PR #395, opened 2024-03-06
Adaptor for executing smart contract queries

popenta:


src/smartContractQueriesController.ts
```diff
@@ -21,14 +20,19 @@ interface ILegacyQuery {
     getEncodedArguments(): string[];
 }
 
+interface IQueryRunner {
+    networkProvider: INetworkProvider;
```
andreibancioiu, line 24: This should not be needed. Generally speaking, now, the queries controller should not know about any network provider.

src/adapters/smartContractQueriesAdapter.ts
```diff
@@ -0,0 +1,44 @@
...
+interface ILegacyQuery {
+    address: IAddress;
+    caller?: IAddress;
+    func: { toString(): string };
+    value?: { toString(): string };
+    getEncodedArguments(): string[];
+}
+
+export class SmartContractQueriesAdapter {
+    networkProvider: INetworkProvider;
```
andreibancioiu, line 19: Can be private, readonly.

src/adapters/smartContractQueriesAdapter.ts
```diff
@@ -0,0 +1,44 @@
+import { Address } from "../address";
+import { IAddress } from "../interface";
+import { IContractQueryResponse } from "../interfaceOfNetwork";
+import { SmartContractQuery, SmartContractQueryResponse } from "../smartContractQuery";
+
+interface INetworkProvider {
+    queryContract(query: ILegacyQuery): Promise<IContractQueryResponse>;
```
andreibancioiu, line 7: Indeed.

src/adapters/smartContractQueriesAdapter.ts
```diff
@@ -0,0 +1,44 @@
...
+}
+
+export class SmartContractQueriesAdapter {
+    networkProvider: INetworkProvider;
+
+    constructor(options: { networkProvider: INetworkProvider }) {
+        this.networkProvider = options.networkProvider;
+    }
+
+    async queryContract(query: SmartContractQuery): Promise<SmartContractQueryResponse> {
```
andreibancioiu, line 25: :+1:

src/adapters/smartContractQueriesAdapter.ts
```diff
@@ -0,0 +1,44 @@
...
+
+interface ILegacyQuery {
+    address: IAddress;
+    caller?: IAddress;
+    func: { toString(): string };
+    value?: { toString(): string };
+    getEncodedArguments(): string[];
+}
+
+export class SmartContractQueriesAdapter {
```
andreibancioiu, line 18: Let's think of a general rule for naming the classes in the `adapters` package.

E.g., this can be, I think, `NetworkProviderAsQueryRunnerAdapter`.

And the upcoming adapter required by `TransactionWatcher` would be: `ProxyNetworkProviderAsTransactionFetcherAdapter`.

How does this sound? We should ask for some opinions.

src/smartContractQueriesController.ts
```diff
@@ -21,14 +20,19 @@ interface ILegacyQuery {
     getEncodedArguments(): string[];
 }
 
+interface IQueryRunner {
```
andreibancioiu, line 23: :+1:

src/smartContractQueriesController.ts
popenta: Indeed, removed

src/adapters/smartContractQueriesAdapter.ts
popenta: made it private, readonly

src/adapters/smartContractQueriesAdapter.ts
danielailie: From what I see here the query method actually returns a SmartContractQueryResponse and it is the only method so, I would keep the SmartContractQueriesAdapter

src/adapters/smartContractQueriesAdapter.ts
```diff
@@ -0,0 +1,44 @@
+import { Address } from "../address";
+import { IAddress } from "../interface";
+import { IContractQueryResponse } from "../interfaceOfNetwork";
+import { SmartContractQuery, SmartContractQueryResponse } from "../smartContractQuery";
+
+interface INetworkProvider {
+    queryContract(query: ILegacyQuery): Promise<IContractQueryResponse>;
+}
+
```
danielailie, line 9: Why are the interfaces in this file, it doesn't look like they are in the right place. The names don't have any connection

andreibancioiu (approved):

src/adapters/queryRunnerAdapter.ts
```diff
@@ -0,0 +1,44 @@
...
+
+    async runQuery(query: SmartContractQuery): Promise<SmartContractQueryResponse> {
+        const legacyQuery: IQuery = {
+            address: Address.fromBech32(query.contract),
+            caller: query.caller ? Address.fromBech32(query.caller) : undefined,
+            func: query.function,
+            value: query.value,
+            getEncodedArguments: () => query.arguments.map((arg) => Buffer.from(arg).toString("hex")),
+        };
+
```
danielailie, line 33: can you also update the name to this?

danielailie (approved):

PR #398, opened 2024-03-12
Re-write type expression parser

andreibancioiu:
Some type expressions couldn't be parsed before. E.g.
 - `variadic<multi<BigUint,BigUint,u64,BigUint>>`
 - `multi<u8, utf-8 string, u8, utf-8 string, u8, utf-8 string>`

Changes:
 - Added `TypeFormula` and `TypeFormulaParser` under a new package: `abi`. The classes in this package will be kept "under the radar" (not listed in the default exports) for some time. In the future, e.g. v14, they will replace the legacy `Type` and `TypeExpressionParser`.
 - Adjusted existing `TypeExpressionParser`: removed tricky JSON-based parsing; using the new `typeFormulaParser` as a "backend" for parsing type expressions.
 - Removed dependency `json-duplicate-key-handle`.

### DIFF
--- a/package-lock.json
+++ b/package-lock.json
@@ -1,12 +1,12 @@
 {
   "name": "@multiversx/sdk-core",
-  "version": "13.0.0-beta.4",
+  "version": "13.0.0-beta.5",
   "lockfileVersion": 2,
   "requires": true,
   "packages": {
     "": {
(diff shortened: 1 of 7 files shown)


danielailie (approved):
:+1:

radumojic (approved):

__What is required__:
The full set of entries has to be duplicated precisely.

__Answer to this task__:
PR #395, opened 2024-03-06
Adaptor for executing smart contract queries

popenta:


src/smartContractQueriesController.ts
```diff
@@ -21,14 +20,19 @@ interface ILegacyQuery {
     getEncodedArguments(): string[];
 }
 
+interface IQueryRunner {
+    networkProvider: INetworkProvider;
```
andreibancioiu, line 24: This should not be needed. Generally speaking, now, the queries controller should not know about any network provider.

src/adapters/smartContractQueriesAdapter.ts
```diff
@@ -0,0 +1,44 @@
...
+interface ILegacyQuery {
+    address: IAddress;
+    caller?: IAddress;
+    func: { toString(): string };
+    value?: { toString(): string };
+    getEncodedArguments(): string[];
+}
+
+export class SmartContractQueriesAdapter {
+    networkProvider: INetworkProvider;
```
andreibancioiu, line 19: Can be private, readonly.

src/adapters/smartContractQueriesAdapter.ts
```diff
@@ -0,0 +1,44 @@
+import { Address } from "../address";
+import { IAddress } from "../interface";
+import { IContractQueryResponse } from "../interfaceOfNetwork";
+import { SmartContractQuery, SmartContractQueryResponse } from "../smartContractQuery";
+
+interface INetworkProvider {
+    queryContract(query: ILegacyQuery): Promise<IContractQueryResponse>;
```
andreibancioiu, line 7: Indeed.

src/adapters/smartContractQueriesAdapter.ts
```diff
@@ -0,0 +1,44 @@
...
+}
+
+export class SmartContractQueriesAdapter {
+    networkProvider: INetworkProvider;
+
+    constructor(options: { networkProvider: INetworkProvider }) {
+        this.networkProvider = options.networkProvider;
+    }
+
+    async queryContract(query: SmartContractQuery): Promise<SmartContractQueryResponse> {
```
andreibancioiu, line 25: :+1:

src/adapters/smartContractQueriesAdapter.ts
```diff
@@ -0,0 +1,44 @@
...
+
+interface ILegacyQuery {
+    address: IAddress;
+    caller?: IAddress;
+    func: { toString(): string };
+    value?: { toString(): string };
+    getEncodedArguments(): string[];
+}
+
+export class SmartContractQueriesAdapter {
```
andreibancioiu, line 18: Let's think of a general rule for naming the classes in the `adapters` package.

E.g., this can be, I think, `NetworkProviderAsQueryRunnerAdapter`.

And the upcoming adapter required by `TransactionWatcher` would be: `ProxyNetworkProviderAsTransactionFetcherAdapter`.

How does this sound? We should ask for some opinions.

src/smartContractQueriesController.ts
```diff
@@ -21,14 +20,19 @@ interface ILegacyQuery {
     getEncodedArguments(): string[];
 }
 
+interface IQueryRunner {
```
andreibancioiu, line 23: :+1:

src/smartContractQueriesController.ts
popenta: Indeed, removed

src/adapters/smartContractQueriesAdapter.ts
popenta: made it private, readonly

src/adapters/smartContractQueriesAdapter.ts
danielailie: From what I see here the query method actually returns a SmartContractQueryResponse and it is the only method so, I would keep the SmartContractQueriesAdapter

src/adapters/smartContractQueriesAdapter.ts
```diff
@@ -0,0 +1,44 @@
+import { Address } from "../address";
+import { IAddress } from "../interface";
+import { IContractQueryResponse } from "../interfaceOfNetwork";
+import { SmartContractQuery, SmartContractQueryResponse } from "../smartContractQuery";
+
+interface INetworkProvider {
+    queryContract(query: ILegacyQuery): Promise<IContractQueryResponse>;
+}
+
```
danielailie, line 9: Why are the interfaces in this file, it doesn't look like they are in the right place. The names don't have any connection

andreibancioiu (approved):

src/adapters/queryRunnerAdapter.ts
```diff
@@ -0,0 +1,44 @@
...
+
+    async runQuery(query: SmartContractQuery): Promise<SmartContractQueryResponse> {
+        const legacyQuery: IQuery = {
+            address: Address.fromBech32(query.contract),
+            caller: query.caller ? Address.fromBech32(query.caller) : undefined,
+            func: query.function,
+            value: query.value,
+            getEncodedArguments: () => query.arguments.map((arg) => Buffer.from(arg).toString("hex")),
+        };
+
```
danielailie, line 33: can you also update the name to this?

danielailie (approved):

PR #398, opened 2024-03-12
Re-write type expression parser

andreibancioiu:
Some type expressions couldn't be parsed before. E.g.
 - `variadic<multi<BigUint,BigUint,u64,BigUint>>`
 - `multi<u8, utf-8 string, u8, utf-8 string, u8, utf-8 string>`

Changes:
 - Added `TypeFormula` and `TypeFormulaParser` under a new package: `abi`. The classes in this package will be kept "under the radar" (not listed in the default exports) for some time. In the future, e.g. v14, they will replace the legacy `Type` and `TypeExpressionParser`.
 - Adjusted existing `TypeExpressionParser`: removed tricky JSON-based parsing; using the new `typeFormulaParser` as a "backend" for parsing type expressions.
 - Removed dependency `json-duplicate-key-handle`.

### DIFF
--- a/package-lock.json
+++ b/package-lock.json
@@ -1,12 +1,12 @@
 {
   "name": "@multiversx/sdk-core",
-  "version": "13.0.0-beta.4",
+  "version": "13.0.0-beta.5",
   "lockfileVersion": 2,
   "requires": true,
   "packages": {
     "": {
(diff shortened: 1 of 7 files shown)


danielailie (approved):
:+1:

radumojic (approved):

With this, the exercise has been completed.